# Lens deals suddenly dry up



## rlarsen (Mar 29, 2014)

As someone looking to save on a 70-200 f2.8 ll, the recent 20% midnight sale was a cruel tease. Suddenly it seems like all lens deals are gone, prices are up. We're told discount pricing will be stopped by Canon.
What's going on ?

I'll wait. A week, a month, six months ? I'm just going to wait. List prices are pretty damn high if you ask me.


----------



## Ruined (Mar 30, 2014)

Generally lens deals go hand-in-hand with the end of each quarter... To maximize quarterly profits

Essentially, the idea is that lens prices stay high at most times for professionals, who need may need a lens TODAY because they broke one of theirs. They cannot wait for a lens deal, they need to replace their broken lens. Canon makes more money on that sale than if they lopped $300 off the MSRP.

However, at the end of each quarter - and especially the end of the year - lens prices drop very low to entice people to buy who might not usually, and hence maximize profits.

So I would say June 2014 for some similar deals you saw in March 2014, then you will see huge deals in Nov-Dec 2014.


----------



## EricFiskCGD (Mar 30, 2014)

rlarsen said:


> As someone looking to save on a 70-200 f2.8 ll, the recent 20% midnight sale was a cruel tease. Suddenly it seems like all lens deals are gone, prices are up. We're told discount pricing will be stopped by Canon.
> What's going on ?
> 
> I'll wait. A week, a month, six months ? I'm just going to wait. List prices are pretty damn high if you ask me.

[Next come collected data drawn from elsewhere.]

PR #6148, opened 2023-12-07
documentation: mention additionalArgs

jan--f:
## Description

For lists strategic merge patch can have surprising results where a list is replaced instead of added to. The operator offers workarounds for that, which should be explicitly mentioned.

## Type of change

### DIFF
--- a/Documentation/user-guides/strategic-merge-patch.md
+++ b/Documentation/user-guides/strategic-merge-patch.md
@@ -105,7 +105,7 @@ spec:
 The following manifest injects an additional CLI argument in the default
 Prometheus argument list. Note the use of `.spec.additionalArgs` in this
 example.
-Using `.spec.containers[*].args` directly would instead overwrite the containers
+Using `.spec.containers[*].args` directly would instead overwrite the container's
 `args` list completely, including the default arguments.
 
 ```yaml
--- a/Documentation/user-guides/strategic-merge-patch.md
+++ b/Documentation/user-guides/strategic-merge-patch.md
@@ -100,7 +100,7 @@ spec:
     - "3600"
 ```
 
-## How to inject additional CLI arguments into the prometheus pods
+## How to inject additional CLI arguments into the prometheus container
 
 The following manifest injects an additional CLI argument in the default
 Prometheus argument list. Note the use of `.spec.additionalArgs` in this
--- a/Documentation/user-guides/strategic-merge-patch.md
+++ b/Documentation/user-guides/strategic-merge-patch.md
@@ -99,3 +99,22 @@ spec:
     - sleep
     - "3600"
 ```
+
+## How to inject additional CLI arguments into the prometheus pods
+
+The following manifest injects an additional CLI argument in the default
+Prometheus argument list. Note the use of `.spec.additionalArgs` in this
+example.
+Using `.spec.containers[*].args` directly would instead overwrite the containers
+`args` list completely, including the default arguments.
+
+```yaml
+apiVersion: monitoring.coreos.com/v1
+kind: Prometheus
+metadata:
+  name: additional-arguments
+spec:
+  additionalArgs:
+  - name: "scrape.timestamp-tolerance"
+    value: "15ms"
+```


jan--f:
Not sure if an experimental flag is acceptable for a doc section. It was tricky to find something more benign that isn;t covered by a CRD field yet.

Documentation/user-guides/strategic-merge-patch.md
```diff
@@ -99,3 +99,22 @@ spec:
     - sleep
     - "3600"
 ```
+
+## How to inject additional cli arguments into the prometheus pods
+
+The following manifest injects an additional cli argument in the default
+Prometheus argument list. Not the use of `additionalArgs` in this example.
+Using `args` directly would overwrite the args list completely, including the
```
machine424, line 107:
```suggestion
Using `.spec.containers[*].args` instead would overwrite the container's args list completely, including the
```

Documentation/user-guides/strategic-merge-patch.md
```diff
@@ -99,3 +99,22 @@ spec:
     - sleep
     - "3600"
 ```
+
+## How to inject additional cli arguments into the prometheus pods
+
+The following manifest injects an additional cli argument in the default
+Prometheus argument list. Not the use of `additionalArgs` in this example.
```
machine424, line 106:
```suggestion
Prometheus argument list. Note the use of `.spec.additionalArgs` in this example.
```

Documentation/user-guides/strategic-merge-patch.md
```diff
@@ -99,3 +99,22 @@ spec:
...
+
+```yaml
+apiVersion: monitoring.coreos.com/v1
+kind: Prometheus
+metadata:
+  name: additional-arguments
+spec:
+  containers:
+  - name: prometheus
+    additionalArgs:
```
machine424, line 118: I thought it was directly under `spec`?

Documentation/user-guides/strategic-merge-patch.md
```diff
@@ -99,3 +99,22 @@ spec:
...
+    - '--scrape.timestamp-tolerance=15ms'
```
machine424, line 119: maybe just `--arg=value`?

Documentation/user-guides/strategic-merge-patch.md
```diff
@@ -99,3 +99,22 @@ spec:
     - sleep
     - "3600"
 ```
+
+## How to inject additional cli arguments into the prometheus pods
```
simonpasquier, line 103: (nit)
```suggestion
## How to inject additional CLI arguments into the prometheus container
```

Documentation/user-guides/strategic-merge-patch.md
```diff
@@ -99,3 +99,22 @@ spec:
...
+
+The following manifest injects an additional cli argument in the default
```
simonpasquier, line 105:
```suggestion
The following manifest injects an additional CLI argument in the default
```

Documentation/user-guides/strategic-merge-patch.md
```diff
@@ -99,3 +99,23 @@ spec:
...
+```yaml
+apiVersion: monitoring.coreos.com/v1
+kind: Prometheus
+metadata:
+  name: additional-arguments
+spec:
+  containers:
+  - name: prometheus
+    additionalArgs:
+  - "--scrape.timestamp-tolerance=15ms"
```
simonpasquier, line 120:
```suggestion
  additionalArgs:
  - name: "scrape.timestamp-tolerance"
  - value: "15ms"
```

Documentation/user-guides/strategic-merge-patch.md
```diff
@@ -99,3 +99,22 @@ spec:
     - sleep
     - "3600"
 ```
+
+## How to inject additional CLI arguments into the prometheus pods
```
ArthurSens, line 103:
```suggestion
## How to inject additional CLI arguments into the prometheus container
```

ArthurSens (commented):
Besides that LGTM!

Documentation/user-guides/strategic-merge-patch.md
```diff
@@ -99,3 +99,22 @@ spec:
     - sleep
     - "3600"
 ```
+
+## How to inject additional CLI arguments into the prometheus container
+
+The following manifest injects an additional CLI argument in the default
+Prometheus argument list. Note the use of `.spec.additionalArgs` in this
+example.
+Using `.spec.containers[*].args` directly would instead overwrite the containers
```
simonpasquier, line 108:
```suggestion
Using `.spec.containers[*].args` directly would instead overwrite the container's
```

simonpasquier (approved):

ArthurSens:
Automerge won't work because it's only touching .md file 😬

nicolastakashi:
> Sorry for deviating from the subject of this PR; it reminded me of a subject we [discussed recently during our office hours](https://docs.google.com/document/d/1-fjJmzrwRpKmSPHtXN5u6VZnn39M28KqyQGBEJsqUOk/edit#heading=h.w6vs0qd5jbgf).
> 
> We wanted to improve documentation for the strategic merge patch, while also working on updating the behavior here to not completely override cmdArgs or environment variables.
> 
> @simonpasquier @nicolastakashi, seeing that we have a field for additional cmd args, what do you think about just adding a field of additional environment variables and leaving the merge patch as it is? I'm also concerned that changing the behavior of the merge patch would require Prometheus API 2.0

Sounds reasonable to me TBH

simonpasquier:
> seeing that we have a field for additional cmd args, what do you think about just adding a field of additional environment variables and leaving the merge patch as it is? I'm also concerned that changing the behavior of the merge patch would require Prometheus API 2.0

I wouldn't necessarily consider this to be a breaking change if the CRD struct doesn't change but yes it might be disturbing and trigger the opposite request (e.g. "I want to overwrite all env variables and it's not possible anymore").

In principle, I'm ok for a `.spec.additionalEnv` field but the API is going to be more complicated than for args because you can get the envvar value from different ways (e.g. static, field ref, secret ref, ...).

simonpasquier:
In fact I tested and environment variables are "properly" merged in the resulting statefulset. This is because the `Env` field in the `v1.Container` struct has the right `patchMergeKey` and `patchStrategy` annotations. I believe that it will make a good example for the docs.

ArthurSens:
> In fact I tested and environment variables are "properly" merged in the resulting statefulset. This is because the `Env` field in the `v1.Container` struct has the right `patchMergeKey` and `patchStrategy` annotations. I believe that it will make a good example for the docs.

Oh, that's news to me 😮 

Does it means that the $SHARD env is not overwritten when doing a strategic merge patch?

simonpasquier:
Indeed

PR #6151, opened 2023-12-09
update BUILD_BRANCH for consistency with other Prometheus projects

jetsaredim:
## Description
Most of the other Prometheus project repos use the `git rev-parse --abbrev-ref HEAD` for the branch info for non-github builds.  The `git branch --show-current` option is only available on newer versions of git which aren't available in a ton of build environments.

## Type of change

## Changelog entry

Update BUILD_BRANCH for non-github environments to a more sensible and consistent git command data source.

```
- Update BUILD_BRANCH for non-github environments to a more sensible and consistent git command data source
```

### DIFF
--- a/Makefile
+++ b/Makefile
@@ -59,7 +59,7 @@ BUILD_DATE=$(shell date +"%Y%m%d-%T")
 # source: https://docs.github.com/en/free-pro-team@latest/actions/reference/environment-variables#default-environment-variables
 ifndef GITHUB_ACTIONS
 	BUILD_USER?=$(USER)
-	BUILD_BRANCH?=$(shell git branch --show-current)
+	BUILD_BRANCH?=$(shell git rev-parse --abbrev-ref HEAD)
 	BUILD_REVISION?=$(shell git rev-parse --short HEAD)
 else
 	BUILD_USER=Action-Run-ID-$(GITHUB_RUN_ID)


simonpasquier:
It looks like `--show-current` has been added in Git 1.22, more than 3 years ago:
https://github.blog/2019-06-07-highlights-from-git-2-22/#tidbits

I'm curious to hear more details about which build systems you're talking about.

jetsaredim:
> It looks like `--show-current` has been added in Git 1.22, more than 3 years ago: https://github.blog/2019-06-07-highlights-from-git-2-22/#tidbits
> 
> I'm curious to hear more details about which build systems you're talking about.

There are still some legacy/enterprise build environments which are based on RHEL7.  Even the latest version of that OS had it's package major versions frozen for enterprise compatibility many years ago.  As such, the newest version of git packaged for it is 1.8.3 which doesn't include this option.  Also, as I mentioned if you look across other kubernetes/prometheus projects which use don't use promu they tend toward using the option I suggested.  I guess either way it doesn't make a huge difference since its easy enough to override due to the ?=.  Just figured it might other people's lives easier like it did mine.

Makefile
```diff
@@ -59,7 +59,7 @@ BUILD_DATE=$(shell date +"%Y%m%d-%T")
 # source: https://docs.github.com/en/free-pro-team@latest/actions/reference/environment-variables#default-environment-variables
 ifndef GITHUB_ACTIONS
 	BUILD_USER?=$(USER)
-	BUILD_BRANCH?=$(shell git branch --show-current)
+	BUILD_BRANCH?=$(shell git rev-parse --abbrev-ref HEAD)
```
simonpasquier, line 62: Thanks for the details! IIUC this should work and fallback to your suggestion in case Git doesn't support the newer option:
```suggestion
	BUILD_BRANCH?=$(shell git branch --show-current || git rev-parse --abbrev-ref HEAD)
```

jetsaredim: I don't really have a good way to test this change in my environment.  I'll see if I can come up with something but if you have tested it yourself then I don't see why this couldn't work.  My only concern was the "else" side of the `||` might need a `shell` too but I'm not sure.

simonpasquier: I tested and it worked in my env.

PR #6153, opened 2023-12-10
Spec JobName for ScrapeConfig CRD

### LINKED ISSUE #6147: Add JobName for ScrapeConfig CRD
**What happened?**
As far as I can see the CRD of ScrapeConfig is not showing the full support for all scrape configs.
By example: the authorization data source and the job name.

This is a scrape config how I can set as it is:
```
- job_name: kubernetes-nodes-cadvisor
  honor_timestamps: true
  scrape_interval: 10s
  scrape_timeout: 10s
  metrics_path: /metrics
  scheme: https
  authorization:
    type: Bearer
    credentials_file: /var/run/secrets/kubernetes.io/serviceaccount/token
  tls_config:
    ca_file: /var/run/secrets/kubernetes.io/serviceaccount/ca.crt
    insecure_skip_verify: true
  follow_redirects: true
  enable_http2: true
```

Looking at the authorization, the crd is only allowing a credentials reading from a secret. Check the current 0.70.0 release:
```
              authorization:
                description: Authorization header to use on every scrape request.
                properties:
                  credentials:
                    description: Selects a key of a Secret in the namespace that contains
                      the credentials for authentication.
                    properties:
                      key:
                        description: The key of the secret to select from.  Must be
                          a valid secret key.
                        type: string
                      name:
                        description: 'Name of the referent. More info: https://kubernetes.io/docs/concepts/overview/working-with-objects/names/#names
                          TODO: Add other useful fields. apiVersion, kind, uid?'
                        type: string
                      optional:
                        description: Specify whether the Secret or its key must be
                          defined
                        type: boolean
                    required:
                    - key
                    type: object
                    x-kubernetes-map-type: atomic
                  type:
                    description: "Defines the authentication type. The value is case-insensitive.
                      \n \"Basic\" is not a supported value. \n Default: \"Bearer\""
                    type: string
                type: object
```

Where did you see these deals? I would like to know so I can book mark that site and lurk periodically around the dates Ruined suggested.


----------



## Jrnation109 (Mar 30, 2014)

EricFiskCGD said:


> rlarsen said:
> 
> 
> > As someone looking to save on a 70-200 f2.8 ll, the recent 20% midnight sale was a cruel tease. Suddenly it seems like all lens deals are gone, prices are up. We're told discount pricing will be stopped by Canon.
> ...



This site... they always post deals on the home page when they are announced.


----------



## slclick (Mar 30, 2014)

They extended the 20% Refurb sale another two days, go to CanonPriceWatch.com and setup a notification.


----------



## Steve (Mar 30, 2014)

rlarsen said:


> As someone looking to save on a 70-200 f2.8 ll, the recent 20% midnight sale was a cruel tease. Suddenly it seems like all lens deals are gone, prices are up. We're told discount pricing will be stopped by Canon.
> What's going on ?
> 
> I'll wait. A week, a month, six months ? I'm just going to wait. List prices are pretty damn high if you ask me.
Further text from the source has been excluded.